İniş sırasına göre ilk 5 sure


Feamer

Öne çıkan mesajlar

Yalnız diyanetin sitede direkt göğüsleri çıkmış genç kızlar diyo, hani sadece bi cinsiyet ayrımından bahsetmiyo. Topçukları yeni tüylenmiş erkekler ve göğüsleri yeni çıkmış kızlar diye değiştirmemiz lazım eğer cinsiyetçi bi ayrım yoksa o sözcüklerde bu minvalde. Biraz yumuşatıyo olmayasınız? Bu kadar büyük bi fark çeviride pek mantıklı gelmedi bana çünkü, sizi pek inandırıcı bulamadım
Link to comment
Sosyal ağlarda paylaş

Drall said:

Yalnız diyanetin sitede direkt göğüsleri çıkmış genç kızlar diyo, hani sadece bi cinsiyet ayrımından bahsetmiyo. Topçukları yeni tüylenmiş erkekler ve göğüsleri yeni çıkmış kızlar diye değiştirmemiz lazım eğer cinsiyetçi bi ayrım yoksa o sözcüklerde bu minvalde. Biraz yumuşatıyo olmayasınız? Bu kadar büyük bi fark çeviride pek mantıklı gelmedi bana çünkü, sizi pek inandırıcı bulamadım


abi cinsiyet anlamı yok oradaki eş kelimesinde mesele bu.

'size denk eşler' dediğimde ne anlarsınız, yani erkek olan karı kız diye düşünür, kız olan hmfs hmfs erkek kaslı biscolata reklamı diye içinden geçirir herhalde.

zaten bizim tefsirci ve fıkıhcıların çok ağır ahlaki sorunları var adamlar fantazi dünyasındalar. yani gögsü tomurcuklanmış kız anlamını nasıl verebiliyosun akıl sır erdiremiyorum ben.
Link to comment
Sosyal ağlarda paylaş

vivavale said:

@drall

abi alakası yok ayette geçen eş kelimesinin cinsiyet anlamı yok. cennet tasvir ediliyor, meali yazanında aklı silkinde olduğu için nasıl fanteziler kuruyorsa artık salladıkça sallamış.

ayette geçen 'kevaib' kavramı denk, uygun, eşit anlamına gelen ve cinsiyet belirtmeyen eş anlamındadır. yani iki cinsi de kapsar ona açıklık getirmek gerekli.

ayrıca 31-34 şöyle çevirsek kimsenin gramer ve edebiyat açısından itiraz edeceğini düşünmüyorum.

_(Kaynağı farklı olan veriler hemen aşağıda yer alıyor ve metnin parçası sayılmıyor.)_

PR #2873, opened 2017-03-22
add SlowConsumingPressureMonitor 

xiazen:
mostly finished coding, still need to test  it. submit for early feedback


xiazen:
Discussed with Jason offline, decided to take a simpler but less absolute approach. will shelve this commit. But still update the new approach to the same PR.

xiazen:
switched to a simpler approach, added one programmatic option to configure EventHubQueueCache with the new monitor. 

another option can be through EventHubSettings

test/ServiceBus.Tests/TestStreamProviders/EHStreamProviderWithSlowConsumingPressureDetecting.cs
```diff
@@ -0,0 +1,33 @@
...
+        public class AdapterFactory : EventHubAdapterFactory
+        {
+            public AdapterFactory()
+            {
+                CacheFactory = CreateQueueCache;
+            }
+
+            private IEventHubQueueCache CreateQueueCache(string partition, IStreamQueueCheckpointer<string> checkpointer, Logger log)
+            {
+                var bufferPool = new FixedSizeObjectPool<FixedSizeBuffer>(adapterSettings.CacheSizeMb, () => new FixedSizeBuffer(1 << 20));
```
ReubenBond: Just to make it blatantly obvious, maybe have a const for this value called `Megabyte` or `BlockSize` with a comment saying it's 1MB

xiazen: good idea. will do it !

src/OrleansServiceBus/Providers/Streams/EventHub/EventHubQueueCache.cs
```diff
@@ -162,7 +228,7 @@ internal class AveragingCachePressureMonitor
         public AveragingCachePressureMonitor(double flowControlThreshold, Logger logger)
         {
             this.flowControlThreshold = flowControlThreshold;
-            this.logger = logger.GetSubLogger("flowcontrol", "-");
+            this.logger = logger.GetSubLogger("flowcontrol-averaging-cache-pressure", "-");
```
jason-bragg: Suggestion:
As we're moving more towards an asp.net logging model, I suggest using the typename here rather than custom name.
Also, delilimiter argument is optional, and "-" is default, so it should not be needed.
so:
this.logger = logger.GetSubLogger(GetType().Name);

xiazen: will do

src/OrleansServiceBus/Providers/Streams/EventHub/ICachePressureMonitor.cs
```diff
@@ -0,0 +1,45 @@
...
+namespace OrleansServiceBus.Providers.Streams.EventHub
+{
+    public interface ICachePressureMonitor
+    {
+        void RecordCachePressureContribution(double cachePressureContribution);
+
+        bool IsUnderPressure(DateTime utcNow);
+    }
+
+    internal class AggregatedCachePressureMonitor : List<ICachePressureMonitor>, ICachePressureMonitor
```
jason-bragg: Suggest AggregatedCachePressureMonitor be public and placed in it's own file.

test/ServiceBus.Tests/TestStreamProviders/EHStreamProviderWithSlowConsumingPressureDetecting.cs
```diff
@@ -0,0 +1,34 @@
...
+using Orleans.Streams;
+using System;
+using System.Collections.Generic;
+using System.Linq;
+using System.Text;
+using System.Threading.Tasks;
+
+namespace ServiceBus.Tests.TestStreamProviders
+{
+    public class EHStreamProviderWithSlowConsumingPressureDetecting : PersistentStreamProvider<EHStreamProviderWithSlowConsumingPressureDetecting.AdapterFactory>
```
jason-bragg: Suggest test run against default stream provider, configured to use SlowConsumingPressureMonitor, rather than custom adapter.  That is the preferred user scenario, so the one we should ensure works and is maintained going forward.

src/OrleansServiceBus/Providers/Streams/EventHub/EventHubAdapterFactory.cs
```diff
@@ -140,7 +140,20 @@ public virtual void Init(IProviderConfiguration providerCfg, string providerName
             {
                 var bufferPool = new FixedSizeObjectPool<FixedSizeBuffer>(adapterSettings.CacheSizeMb, () => new FixedSizeBuffer(1 << 20));
                 var timePurge = new TimePurgePredicate(adapterSettings.DataMinTimeInCache, adapterSettings.DataMaxAgeInCache);
-                CacheFactory = (partition,checkpointer,cacheLogger) => new EventHubQueueCache(checkpointer, bufferPool, timePurge, cacheLogger, this.SerializationManager);
+                if (adapterSettings.SlowConsumingMonitorThreshold > 0)
```
jason-bragg: We tend to use nullable values for optional settings.  Suggest SlowConsumingMonitorThreshold be nullable rather than using it's value to detect if it's set or not.

src/OrleansServiceBus/Providers/Streams/EventHub/EventHubAdapterFactory.cs
```diff
@@ -140,7 +140,20 @@ public virtual void Init(IProviderConfiguration providerCfg, string providerName
...
+                {
+                    CacheFactory = (partition, checkpointer, cacheLogger) =>
+                    {   var cache = new EventHubQueueCache(checkpointer, bufferPool, timePurge, cacheLogger, this.SerializationManager);
```
jason-bragg: suggest minimizing code in conditional statement.  Only thing that depend on the condition is if the SlowConsumingPressureMonitor is added. so

    var cache = new .....
    if(..)
    {
        add monitor
    }
    return cache;

src/OrleansServiceBus/Providers/Streams/EventHub/EventHubQueueCache.cs
```diff
@@ -148,7 +159,62 @@ public bool TryGetNextMessage(object cursorObj, out IBatchContainer message)
 
     }
 
-    internal class AveragingCachePressureMonitor
+    public class SlowConsumingPressureMonitor : ICachePressureMonitor
```
jason-bragg: Suggest AveragingCachePressureMonitor be broke into it's own file, and added in the default cache creation logic, like other ICachePressureMonitors.

xiazen:
all good suggestions. will address them

test/ServiceBus.Tests/SlowConsumingTests/EHSlowConsumingTests.cs
```diff
@@ -0,0 +1,178 @@
...
+            }
+        }
+
+        public EHSlowConsumingTests(Fixture fixture)
+        {
+            this.fixture = fixture;
+        }
+
+        [Fact, TestCategory("EventHub"), TestCategory("Streaming"), TestCategory("Functional")]
+        public async Task EHSlowConsuming_ShouldFavorSlowConsumer()
```
xiazen: @jdom I think I need to skip this test if azure is not set up correctly in Jenkins? 

I got this when running in Jenkins:
MESSAGE:
System.AggregateException : One or more errors occurred.\r\n---- System.TypeInitializationException : The type initializer for 'ServiceBus.Tests.SlowConsumingTests.EHSlowConsumingTests' threw an exception.\r\n-------- System.ArgumentNullException : Value cannot be null.\r\nParameter name: dataConnectionString\r\n---- The following constructor parameters did not have matching fixture data: Fixture fixture
+++++++++++++++++++
STACK TRACE:
----- Inner Stack Trace #1 (System.TypeInitializationException) ----- at ServiceBus.Tests.SlowConsumingTests.EHSlowConsumingTests.Fixture.CreateTestCluster() in D:\j\workspace\netfx-functio---224c30ba\test\ServiceBus.Tests\SlowConsumingTests\EHSlowConsumingTests.cs:line 57 at TestExtensions.BaseTestClusterFixture..ctor() in D:\j\workspace\netfx-functio---224c30ba\test\TestExtensions\BaseClusterFixture.cs:line 30 ----- Inner Stack Trace ----- at Orleans.ServiceBus.Providers.EventHubCheckpointerSettings..ctor(String dataConnectionString, String table, String checkpointNamespace, Nullable`1 persistInterval) in D:\j\workspace\netfx-functio---224c30ba\src\OrleansServiceBus\Providers\Streams\EventHub\ICheckpointerSettings.cs:line 65 at ServiceBus.Tests.SlowConsumingTests.EHSlowConsumingTests..cctor() in D:\j\workspace\netfx-functio---224c30ba\test\ServiceBus.Tests\SlowConsumingTests\EHSlowConsumingTests.cs:line 45 ----- Inner Stack Trace #2 (Xunit.Sdk.TestClassException) -----

This test pass when I have connection string set up locally

src/OrleansServiceBus/Providers/Streams/EventHub/CachePressureMonitors/AggregatedCachePressureMonitor.cs
```diff
@@ -0,0 +1,54 @@
...
+        /// <summary>
+        /// If any mornitor in this aggregated cache monitor group is under pressure, then return true
+        /// </summary>
+        /// <param name="utcNow"></param>
+        /// <returns></returns>
+        public bool IsUnderPressure(DateTime utcNow)
+        {
+            bool isUnderPressure = false;
+            
+            this.ForEach(monitor =>
```
jason-bragg: nit:  Link statement would be much cleaner.

return this.Any(monitor => monitor.IsUnderPressure(utcNow);

xiazen: will do

src/OrleansServiceBus/Providers/Streams/EventHub/EventHubAdapterFactory.cs
```diff
@@ -143,7 +143,27 @@ public virtual void Init(IProviderConfiguration providerCfg, string providerName
             {
                 var bufferPool = new FixedSizeObjectPool<FixedSizeBuffer>(adapterSettings.CacheSizeMb, () => new FixedSizeBuffer(1 << 20));
                 var timePurge = new TimePurgePredicate(adapterSettings.DataMinTimeInCache, adapterSettings.DataMaxAgeInCache);
-                CacheFactory = (partition,checkpointer,cacheLogger) => new EventHubQueueCache(checkpointer, bufferPool, timePurge, cacheLogger, this.SerializationManager);
+                CacheFactory = (partition, checkpointer, cacheLogger) =>
+                {
+                    var cache = new EventHubQueueCache(checkpointer, bufferPool, timePurge, cacheLogger, this.SerializationManager);
```
jason-bragg: nit:  We generally try to keep lambdas small, when they get large, we tend to put them into their own call.  This may be better as a CreateCacheFactory(..) function.

test/ServiceBus.Tests/SlowConsumingTests/EHSlowConsumingTests.cs
jason-bragg: It's likely the Eventhub connection string.  We don't run eh tests in Jenkins yet (to my knowledge).

test/ServiceBus.Tests/SlowConsumingTests/EHSlowConsumingTests.cs
```diff
@@ -0,0 +1,178 @@
...
+using System.Threading.Tasks;
+using TestExtensions;
+using UnitTests.GrainInterfaces;
+using UnitTests.Grains.ProgrammaticSubscribe;
+using Xunit;
+
+namespace ServiceBus.Tests.SlowConsumingTests
+{
+    [Collection(TestEnvironmentFixture.DefaultCollection)]
+    public class EHSlowConsumingTests : OrleansTestingBase, IClassFixture<EHSlowConsumingTests.Fixture>
```
jason-bragg: For targeted tests of the persistent stream provider infrastructure (kinda like this), we tend to use the generator stream provider, as it allows better control of the data flow as well as eliminates external dependencies like EventHub.  We can test this using EH, I'm just suggesting that the stream generator may be better in the long run.

jdom:
@xiazen this failure is a real one (not timing related, which we are fixing): https://ci.dot.net/job/dotnet_orleans/job/master/job/netfx-functional_prtest/10/testReport/junit/ServiceBus.Tests.SlowConsumingTests/EHSlowConsumingTests/EHSlowConsuming_ShouldFavorSlowConsumer/
Did you miss a SkippableFact or something of the sort?

src/OrleansServiceBus/Providers/Streams/EventHub/CachePressureMonitors/AveragingCachePressureMonitor.cs
```diff
@@ -0,0 +1,93 @@
...
+    /// <summary>
+    /// Cache pressure monitor whose back pressure algorithm is based on averaging pressure value
+    /// over all pressure contribution
+    /// </summary>
+    public class AveragingCachePressureMonitor : ICachePressureMonitor
+    {
+        /// <summary>
+        /// Default flow control threshold
+        /// </summary>
+        public static readonly double DefaultThreashold = 1 / 3;
```
jdom: typo in *threshold*

src/OrleansServiceBus/Providers/Streams/EventHub/EventHubStreamProviderSettings.cs
```diff
@@ -17,6 +17,37 @@ public class EventHubStreamProviderSettings
         public string StreamProviderName { get; }
 
         /// <summary>
+        /// SlowConsumingMonitorFlowControlThresholdName
+        /// </summary>
+        public const string SlowConsumingMonitorFlowControlThresholdName = "SlowConsumingMonitorFlowControlThreshold";
```
jdom: nameof(SlowConsumingMonitorFlowControlThreshold)
Avoid hardcoding strings in several places in this class. We were probably doing this before we upgraded to c# 6, but there's no reason to do more hardcoding now

src/OrleansServiceBus/Providers/Streams/EventHub/CachePressureMonitors/SlowConsumingPressureMonitor.cs
```diff
@@ -0,0 +1,104 @@
...
+        public SlowConsumingPressureMonitor(Logger logger)
+            : this(DefaultFlowControlThreshold, DefaultCheckPeriod, logger)
+        { }
+
+        /// <summary>
+        /// Constructor
+        /// </summary>
+        /// <param name="checkPeriod"></param>
+        /// <param name="logger"></param>
+        public SlowConsumingPressureMonitor(TimeSpan checkPeriod, Logger logger)
```
jdom: checkPeriod is a confusing name. It took me some time by reading and re-reading the code to understand what it does, because it's not the time period between checks.
Maybe it should be pressure window size? Or something else not related to check time?

test/ServiceBus.Tests/Streaming/EHSlowConsumingTests.cs
```diff
@@ -0,0 +1,75 @@
...
+using System.Text;
+using System.Threading.Tasks;
+using TestExtensions;
+using Xunit;
+
+namespace ServiceBus.Tests.Streaming
+{
+    [TestCategory("EventHub"), TestCategory("Streaming")]
+    [Collection(TestEnvironmentFixture.DefaultCollection)]
+    class EHSlowConsumingTests : OrleansTestingBase, IClassFixture<EHSlowConsumingTests.Fixture>
```
jdom: is this class dead code? I don't see any tests here, and it's named the same as the other tests

test/ServiceBus.Tests/SlowConsumingTests/EHSlowConsumingTests.cs
```diff
@@ -0,0 +1,178 @@
...
+                EHConsumerGroup, EHPath));
+
+        private static readonly EventHubCheckpointerSettings CheckpointerSettings =
+            new EventHubCheckpointerSettings(TestDefaultConfiguration.DataConnectionString,
+                EHCheckpointTable, CheckpointNamespace, TimeSpan.FromSeconds(1));
+
+
+        private readonly Fixture fixture;
+
+        public class Fixture : BaseTestClusterFixture
```
jdom: You should override CheckPreconditionsOrThrow and throw SkipException if the connection string is null.
Then in the test class' constructor you must call fixture.EnsurePreconditionsMet()
Also mark all of the tests with SkippableFact.

See usages of EnsurePreconditionsMet if you want some examples.

test/ServiceBus.Tests/SlowConsumingTests/EHSlowConsumingTests.cs
jdom: Correct, although we should start running EH tests in functionals in VSO, but skip the tests when the connection string is not set. I added some info on how to do it

xiazen: yeah I agree . We should set up the EH related config in VSO and start to run EH tests. 

Although this test do run successfully in VSO. so I think some EH related config is set up in VSO. But I'm not sure how much of the EH related config is set up in VSO. where can I check?

test/ServiceBus.Tests/Streaming/EHSlowConsumingTests.cs
xiazen: Wow I didn't notice this ! there's another EHSlowConsumingTests.cs  on the top... That's the real one. I will delete this one. Thanks for noticing

src/OrleansServiceBus/Providers/Streams/EventHub/CachePressureMonitors/SlowConsumingPressureMonitor.cs
xiazen: I will think of a better name. PressureWindowPeriod? size is too general for me. let me think

test/ServiceBus.Tests/SlowConsumingTests/EHSlowConsumingTests.cs
jdom: yes, configuration is already set up in VSO, it's just that currently none of the EH tests are marked as Functional, so they just don't run because of that. I'd start adding these tests using the Skippable approach, and then we can look at adding more of the other EH tests using the same approach

xiazen: will do. I can add skippable to this test. A lot of EH tests run successfully locally. I think we can star add them to VSO and skip them in Jenkins.

test/ServiceBus.Tests/SlowConsumingTests/EHSlowConsumingTests.cs
xiazen: The test is also testing if the monitor config can be set correctly through EventHubProviderSettings class, so I'd prefer use real EventHubStreamProvider

jdom:
LGTM

xiazen:
@jdom the Dispose() method was called. That's why I added that Boolean check. maybe there's a bug somewhere or I used OrleansTestBase in an incorrectly way?

src/OrleansServiceBus/Providers/Streams/EventHub/CachePressureMonitors/AveragingCachePressureMonitor.cs
```diff
@@ -0,0 +1,93 @@
...
+                return;
+            }
+
+            double pressure = accumulatedCachePressure / cachePressureContributionCount;
+            bool wasUnderPressure = isUnderPressure;
+            isUnderPressure = pressure > flowControlThreshold;
+            // If we changed state, log
+            if (isUnderPressure != wasUnderPressure)
+            {
+                logger.Info(isUnderPressure
```
jason-bragg: I think the info level version of this log message should be in the aggregate pressure monitor, and the logging in the specific monitors should be verbose.
The reason for this is that a specific monitor may become healthy, but reading will still be off until all monitors are healthy.  So having per monitor logging will make it very hard for users to decipher, from logs, if a queue should be reading or not.  These details may be useful in verbose logging, as they would indicate what monitor is stopping reading, but this level of detail is less important, imo, than the overall flow control state.

xiazen: will do . valid concern.

src/OrleansServiceBus/Providers/Streams/EventHub/CachePressureMonitors/SlowConsumingPressureMonitor.cs
```diff
@@ -0,0 +1,104 @@
...
+
+        public bool IsUnderPressure(DateTime utcNow)
+        {
+            //if any pressure contribution in current period is bigger than flowControlThreshold
+            //we see the cache is under pressure
+            bool underPressure = this.biggestPressureInCurrentPeriod > this.FlowControlThreshold;
+            if (this.isUnderPressure != underPressure)
+            {
+                this.isUnderPressure = underPressure;
+                logger.Verbose(this.isUnderPressure
```
jdom: how about logging as Info when under pressure, and as Verbose when not? Otherwise the aggregating monitor might not log the necessary information, right?

jason-bragg: It logs only when there is a state change.
under pressure => not under pressure or not under pressure => under pressure.
In both cases, this is not necessarily authoritative of the behavior, so users shouldn't care about this under normal logging conditions.

xiazen: ouch. I submitted a commit to address this. but under a second thought, I think Jason might be right.

jdom: Sure, on a state change makes more sense. But still it would be nice to know the details for when an individual monitor starts throttling. Maybe in the individual monitor, log as Info only when it transitions to under pressure when it wasn't (but not necessarily log as Info when it goes back to not under pressure, at that point the aggregated monitor logger can be enough).

src/OrleansServiceBus/Providers/Streams/EventHub/CachePressureMonitors/SlowConsumingPressureMonitor.cs
```diff
@@ -0,0 +1,111 @@
...
+                //at the end of each check period, reset biggestPressureInCurrentPeriod
+                this.nextCheckedTime = utcNow + this.PressureWindowSize;
+                this.biggestPressureInCurrentWindow = 0;
+                //if at the end of the window, pressure clears out, log
+                if(this.wasUnderPressure && !underPressure)
+                    logger.Verbose($"Message ingestion is healthy. BiggestPressureInCurrentPeriod: {biggestPressureInCurrentWindow}, Threshold: {FlowControlThreshold}");
+                this.wasUnderPressure = underPressure;
+            }
+
+            return this.wasUnderPressure;
```
xiazen: in this logic, monitor will stay underPressure for a whole window if a slow consumer appears, while biggestPressureInCurrentWindow will be reset to 0. So at the end of this window, if still underPressure, then underPressure stays for another whole window. Otherwise, monitor become notUnderPressure. 

run through real life case,
monitor will be notUnderPressure at the beginning-> a slow consumer appears ->monitor become underPressure, and stay at underPressure for a whole window -> window ends, if slow consumer cleared out in this window, monitor become notUnderPressure. 

welcome to run through more scenario with me, and let me know if this algorithm is conservative enough

xiazen: or if you want something even more conservative, such as :
 
```
public bool IsUnderPressure(DateTime utcNow)
        {
            //if any pressure contribution in current period is bigger than flowControlThreshold
            //we see the cache is under pressure
            bool underPressure = this.biggestPressureInCurrentPeriod > this.FlowControlThreshold;

            if (underPressure)
            {
                //if under pressure, extend the nextCheckedTime, make sure wasUnderPressure is true for a whole window  
                this.wasUnderPressure = underPressure;
                this.nextCheckedTime = utcNow + this.PressureWindowSize;
                logger.Verbose($"Ingesting messages too fast. Throttling message reading. BiggestPressureInCurrentPeriod: {biggestPressureInCurrentPeriod}, Threshold: {FlowControlThreshold}");
                this.biggestPressureInCurrentPeriod = 0;
            }
            else
            {
                if (this.nextCheckedTime < utcNow)
                {
                    //at the end of each check period, reset biggestPressureInCurrentPeriod
                    this.nextCheckedTime = utcNow + this.PressureWindowSize;
                    this.biggestPressureInCurrentPeriod = 0;
                    this.wasUnderPressure = underPressure;
                    if(!this.wasUnderPressure)
                        logger.Verbose($"Message ingestion is healthy. BiggestPressureInCurrentPeriod: {biggestPressureInCurrentPeriod}, Threshold: {FlowControlThreshold}");
                }
            }

            return this.wasUnderPressure;
        }
```

isUnderPressure will be true until slow consumer catch up to above threshold, and be healthy for a whole window

xiazen:
@dotnet-bot test this please

xiazen:
functionals do succeed for me in vso .

jdom:
It might be a non-deterministic test failing

src/OrleansServiceBus/Providers/Streams/EventHub/CachePressureMonitors/SlowConsumingPressureMonitor.cs
jason-bragg: I think the logic works.  It immediately stops reading if there is a cursor past the threshold, but if currently under pressure or no cursor is past the threshold, it only checks again every window.

src/OrleansServiceBus/Providers/Streams/EventHub/EventHubAdapterFactory.cs
```diff
@@ -257,6 +260,29 @@ private EventHubAdapterReceiver GetOrCreateReceiver(QueueId queueId)
...
+            FixedSizeObjectPool<FixedSizeBuffer> bufferPool, TimePurgePredicate timePurge)
+        {
+            var cache = new EventHubQueueCache(checkpointer, bufferPool, timePurge, cacheLogger, this.SerializationManager);
+            if (adapterSettings.AveragingCachePressureMonitorFlowControlThreshold.HasValue)
+            {
+                var avgMonitor = new AveragingCachePressureMonitor(adapterSettings.AveragingCachePressureMonitorFlowControlThreshold.Value, cacheLogger);
+cache.AddCachePressureMonitor(avgMonitor);
+            }
+            if (adapterSettings.SlowConsumingMonitorPressureWindowSize.HasValue
+            || adapterSettings.SlowConsumingMonitorFlowControlThreshold.HasValue)
```
jason-bragg: What happens if only one of these are set?

src/OrleansServiceBus/Providers/Streams/EventHub/CachePressureMonitors/SlowConsumingPressureMonitor.cs
```diff
@@ -0,0 +1,111 @@
...
+using System.Threading.Tasks;
+
+namespace Orleans.ServiceBus.Providers
+{
+    /// <summary>
+    /// Pressure monitor which is in favor of the slow consumer in the cache
+    /// </summary>
+    public class SlowConsumingPressureMonitor : ICachePressureMonitor
+    {
+        private static TimeSpan DefaultPressureWindowSize = TimeSpan.FromMinutes(1);
```
jason-bragg: Defaults should probably be public, so users can specify them in configurations if they want to be explicit.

'Ne var ki Allah bilinciyle hareket edenleri tarifsiz bir mutluluk yurdu bekliyor, içinden su çıkan göz bebeği bağlar bahçeler, dahası dengi dengine göz alıcı eşler, ve dolup taşan kadehler..'

burada çoğu tefsirci eş kavramına bir cinsiyet yükleme yoluna gitmiş, dil bilgisi olarak baktığınızda herhangi dişil anlam ya da kız kelimesi geçmior arapçasında.

mesele erkek eksenli bakış açısı olduğu için eş kavramını görünce direk tribe girio 'karı karı ohh wai'


doğru değil.

memişlerden bahseden sıfat (kevaib) zaten bahsi geçen eşin bir kadın olduğunu belirttiğinden kadınlık belirtici bir "yaşıt kadın" demeye gerek yok. kevaib'in anlamı olarak ilettiğin şey bilakis ikinci kelime olan etrâb'ın anlamı. kevaib'in anlamının ne olduğu belli, bu yüzden yüzyıllardır aksi bir şekilde anlam çıkartılmıyor. bugün anlamından rahatsız olan bazı arkadaşlarımız arapçayı ilk onlar keşfetmiş gibi çabalıyorlar o ayrı.

meal yazanların hepsi demek ki gerçekten çok azgın insanlar.

diğer dillerde de bakmak lazım o zaman nasıl çeviri yapılmış:

Sahih International
And full-breasted [companions] of equal age
Muhsin Khan
And young full-breasted (mature) maidens of equal age;
Pickthall
And voluptuous women of equal age;
Yusuf Ali
And voluptuous women of equal age;
Shakir
And voluptuous women of equal age;
Dr. Ghali
And youthful virgins, like of age,
Link to comment
Sosyal ağlarda paylaş

dünyada yasakladığı içkiyi cennette dolup taşan kadehlerle vereceğini söyleyen bi tanrının memilettolardan bahsetmediğini söylüyorsunuz şu anda. Diyanetteki eski çeviri memiş demediği halde geliştirilmiş yeni çeviri memişlerden bahsediyo. Çevirmenlerin çoğunluğu memilere bülübülübülü yapıyo. İkiniz içki var ama memiş yok diyosunuz. İçki varsa niye memiş yok? İçkiden kastının zemzem olmadığını varsayıyorum tabi, burdaki içkiye zemzem deme ihtimaliniz de var sonuçta
Link to comment
Sosyal ağlarda paylaş

horacegoesskiing said:

vivavale said:

@drall

abi alakası yok ayette geçen eş kelimesinin cinsiyet anlamı yok. cennet tasvir ediliyor, meali yazanında aklı silkinde olduğu için nasıl fanteziler kuruyorsa artık salladıkça sallamış.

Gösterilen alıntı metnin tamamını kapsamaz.